Segment Start: SOURCE DATA

PR #5074, opened 2020-11-02
Fix stock inventory test

mbayopanda:
This PR fixes stock inventory registry tests on master by adjusting values of test


jniles (approved):
Good enough!  Just make it work :+1:

LGTM.

bors r+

Segment End: SOURCE DATA

THE PROBLEM
Copy each line from the records above that includes the string "stock".

ANSWER TO THIS EXERCISE
Fix stock inventory test
This PR fixes stock inventory registry tests on master by adjusting values of test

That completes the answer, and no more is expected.